___ Data section

PR #10364, opened 2019-09-04
SplitButton: high contrast fix

maxwellred:
#### Pull request checklist

- [] Addresses an existing issue: Fixes #10299
- [x] Include a change request file using `$ yarn change`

______

▶ [Exercise objective] Lines from the one containing "SplitButton: high contrast fix" through the last line of the data above are the only output wanted; restate them exactly.

▶ [Exercise answer]
SplitButton: high contrast fix

maxwellred:
#### Pull request checklist

- [] Addresses an existing issue: Fixes #10299
- [x] Include a change request file using `$ yarn change`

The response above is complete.